For both Canadian and American respondents, if a passenger asked the driver not to use their phone, the likelihood that they would deter the distraction was 84-90%.

“We need to incentivize safer driving in more meaningful ways,” Woodward said. “We need to take those numbers into account and find proactive solutions.”

The use of technological devices that track driving patterns could motivate the development of better habits.

“Traveller’s IntelliDrive app is just a way to reward drivers who feel their vigilance should be recognized,” Woodward said. “Once people realize they can earn better rewards by changing their behavior, we can save more lives.”

Ultimately, while road safety can bring financial benefits, avoiding death or serious injury should be a top priority for every motorist.

Changing public attitudes towards distracted driving

Driving impairment is largely frowned upon in public discourse and there have been countless campaigns to eliminate this unsafe behavior.

“It’s now taken for granted that drinking, drug use and driving are shameful, and while incidents like this still occur, there is widespread condemnation,” Woodward said.

“However, we must include the issue of distracted driving in this discussion.
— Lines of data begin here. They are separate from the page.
PR #118, opened 2026-08-03
Switch vector store to direct clients

jakub-walaszczyk:
## Description

Replace the OGX-backed vector-store layer with **direct clients** for Chroma,
Milvus, and PostgreSQL/pgvector. The backend is now selected by a typed,
frozen configuration dataclass (`ChromaConfig` / `MilvusConfig` /
`PGVectorConfig`) rather than a `vector_store_type` string plus an OGX
`vector_io` provider id. OGX remains the foundation-model and embedding
provider — only its role as a vector store is removed.

> [!WARNING]
> This is a **breaking change** to the public API (`AI4RAGExperiment`,
> `get_vector_store`, `BaseVectorStore`, `EvaluationResult`) and to generated
> pattern notebooks. See **Breaking changes** below.

## Motivation

Routing vector I/O through OGX coupled indexing/retrieval to an external
service, hid backend-specific capabilities (hybrid search, index tuning),
and made connection/secret handling implicit. Talking to each database
through its own client gives us:

- first-class **hybrid search** where the engine supports it (Milvus
  server-side dense + BM25 fusion; PGVector dense + `tsvector` full-text with
  in-memory reranking),
- explicit, typed connection configs with `from_env()` so secrets stay in the
  environment and never land in generated artefacts,
- a smaller, clearer surface (`config.provider` drives selection) and direct
  control over collection/table creation and indexing.

### Vector store core (`ai4rag/rag/vector_store/`)
- **New** `config.py` — `BaseVectorStoreConfig` + `ChromaConfig`,
  `MilvusConfig`, `PGVectorConfig` (frozen, `kw_only`, each with `from_env()`
  and `env_vars`); `get_vector_store_config()` / `get_vector_store_env_vars()`.
- **New** direct-client stores: `chroma.py`, `milvus.py`, `pgvector.py`.
- **New** `reranker.py` — `WeightedInMemoryAggregator` (RRF / weighted fusion)
  used by PGVector hybrid search.
- **Removed** `ogx.py` (`OGXVectorStore`).
- `get_vector_store(embedding_model, config, collection_name=None)` — backend
  chosen from `config.provider`; raises on config/provider mismatch.
- `base_vector_store.py` — `__init__` now takes a `config`; `collection_name`
  is a concrete property; `reuse_collection_name` removed (reuse via
  `collection_name=`). Gains `close()` (no-op default) and the context-manager
  protocol (`__enter__`/`__exit__`).
- `utils.py` — collection-name helpers (`ai4rag_<timestamp>_<suffix>`, 63-char
  cap), `validate_search_params`, embedding-dimension resolution.

### Connection lifecycle & concurrency (PGVector)
- `PGVectorStore` now opens a `psycopg_pool.ConnectionPool` (min=1, max=10)
  instead of holding a single shared `psycopg.Connection`. `search()` is
  called concurrently across threads — `query_rag` runs one worker per
  benchmark question, up to `max_threads=10` — and a single raw connection is
  not safe for that; the old manual reconnect/retry helpers are replaced by
  the pool's built-in connection health handling.
- Lazy index creation (`_ensure_indexes`) is now guarded by a lock
  (double-checked locking), since concurrent threads could otherwise all
  observe the index-built flag as unset and race on
  `CREATE INDEX IF NOT EXISTS` — PostgreSQL does not make that statement
  atomic across concurrent sessions, so the loser raised a real
  `UniqueViolation` instead of a silent no-op. A `UniqueViolation` catch
  remains as a second line of defense for a collection shared across store
  instances.
- `ChromaVectorStore` / `MilvusVectorStore` now close their underlying client
  in `close()`.

### Experiment & search space
- `AI4RAGExperiment`: removed `vector_store_type`, `ogx_vector_io_provider_id`,
  and `client`; added `vector_store_config`. Hybrid + Chroma now raises
  `RAGExperimentError`. Result payload keys `provider_type` / `collection_name`.
- `run_single_evaluation` now scopes each trial's vector store in
  `with vector_store: ...`, closing it once indexing/retrieval/generation
  finish. Previously a fresh store (and, for PGVector, a fresh DB connection)
  was created per trial and never released, leaking one connection per trial
  over a long HPO search.
- `AI4RAGSearchSpace` / `default_search_space`: `vector_store_type` default
  `"ogx"` → `"milvus"`; supported values `"milvus"`, `"pgvector"`, `"chroma"`
  (Chroma excludes hybrid params).

### Assets generator
- Removed `pattern_builder.py` (`build_pattern_json`); template placeholders
  updated (`PROVIDER_TYPE`, `COLLECTION_NAME`, `REQUIRED_ENV_VARS`).
- `run_rag_optimization` takes `vector_store_config` instead of
  `vector_io_provider_id` (still accepts `ogx_client` for models).

### Dependencies (`pyproject.toml`)
- Added `chromadb>=1.5,<2`, `pymilvus>=2.5.0`, `pgvector>=0.3.0`,
  `psycopg[binary,pool]>=3.1` (the `pool` extra backs `PGVectorStore`'s
  connection pool); removed `langchain_chroma`; kept `ogx-client`
  (models/embeddings). Pylint `ignored-modules = ["psycopg"]`.

### Documentation
- Rewrote the vector-stores API page (mkdocstrings for `config`,
  `get_vector_store`, the three stores, `reranker`, `utils`); dropped the
  deleted `vector_store.ogx` and `pattern_builder` blocks.
- Reframed OGX as the model/embedding provider across architecture,
  user-guide, getting-started, `index.md`, and `README.md`; migrated every
  `AI4RAGExperiment` example to `vector_store_config`; corrected the
  hybrid-search support matrix; fixed the data-flow retrieval diagram (the
  store embeds the raw query). Verified with `mkdocs build --strict`.

## Breaking changes

- `AI4RAGExperiment(...)`: `vector_store_type`, `ogx_vector_io_provider_id`,
  and `client` removed — pass `vector_store_config=<Chroma|Milvus|PGVector>Config`.
- `get_vector_store(...)`: new `(embedding_model, config, collection_name=None)`
  signature.
- `BaseVectorStore`: `config`-based `__init__`; `reuse_collection_name` removed.
- `OGXVectorStore` and `build_pattern_json` removed.
- Search space no longer accepts `vector_store_type="ogx"`.
- `EvaluationResult` no longer carries a `rag_pattern` field. A trial's vector
  store is now closed once the trial finishes, so keeping a reference to its
  RAG pattern would leave callers holding a template whose retriever points at
  a closed store. Read `pattern_name` / `scores` from `EvaluationResult`
  instead of calling `.generate()` on a previously returned pattern.

## Testing

- **Unit** — new suites for `config`, `milvus`, `pgvector`, `reranker`, and
  expanded `chroma` / `get_vector_store` / `utils`; removed `test_ogx.py` and
  `test_pattern_builder.py`; updated experiment / optimization / templates.
  Added a regression test for `PGVectorStore._ensure_indexes` that runs 8
  threads concurrently against a latency-injected mock connection to
  reproduce and guard against the index-creation race (verified it reliably
  fails without the fix and reliably passes with it).
- **Integration** — DB-only suites with deterministic embeddings for Chroma,
  Milvus, PGVector (`tests/integration/vector_store/`).
- **Functional** — real-model suites for each backend
  (`tests/functional/vector_store/`).
- **Docs** — `mkdocs build --strict` passes (exit 0).

## Checklist
- [x] Tests added/updated
- [x] Documentation updated
- [ ] All checks passing


jakub-walaszczyk:
fyi @filip-komarzyniec @MichalSteczko

ai4rag/rag/vector_store/config.py
```diff
@@ -0,0 +1,314 @@
...
+            port=int(os.environ.get("PGVECTOR_PORT", "5432")),
+            dbname=os.environ.get("PGVECTOR_DB", "postgres"),
+            user=os.environ.get("PGVECTOR_USER", "postgres"),
+            password=os.environ.get("PGVECTOR_PASSWORD"),
+        )
+
+
+# Registry mapping a provider discriminator to its config class. Built from each
+# class's ``provider`` default so the provider string has a single source of truth.
+_CONFIG_BY_PROVIDER: dict[str, type[BaseVectorStoreConfig]] = {
```
MichalSteczko: While using dict as GLOBAL variable please use `NamedTuple` or `types.MappingProxyType`. In Python 3.15 it will be entirely replaced with builtin `frozendict`. We shouldn't leave it mutable.

MichalSteczko (commented):
Overall really good job was made here!
General comment for the "concurrency" please do not use "up to 10" concurrent connection if there are less than 10 threads, it will significantly slow down the entire operation instead of speeding it up. In any other "connection" related stuff (e.g vector store connections) please use async operations it will also remove the "lock" (race conditions) overhead.

ai4rag/rag/vector_store/config.py
jakub-walaszczyk: This one was fixed. For the concurrency, let's revisit if there are some issues. The current implementation already handles some issues that occurred during delivery

MichalSteczko: Thank you! We can work together during revisiting our concurrency model.

MichalSteczko (approved):

jakub-walaszczyk:
@MichalSteczko I have added last fix for chroma `EphemeralClient` after agentic review. All tests passing.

You should never be ashamed to correct a driver when they are using their phone or raise concerns when they are overworked and sleep deprived.”

That’s why the Travelers Institute created a Distracted Driving Initiative that provides educational resources to improve road safety.

“We visited schools to talk to the younger generation and help them develop safer driving habits from the start,” Woodward said. “We also hold presentations for employers with risk manager expertise to ensure their employees don’t take their work with them on the journey.”

“We understand that everyone experiences varying degrees of distraction or stress that can affect the ability to operate a vehicle. And the more we raise awareness of how this can impact road safety and stigmatize unsafe driving habits, the better off society will be.”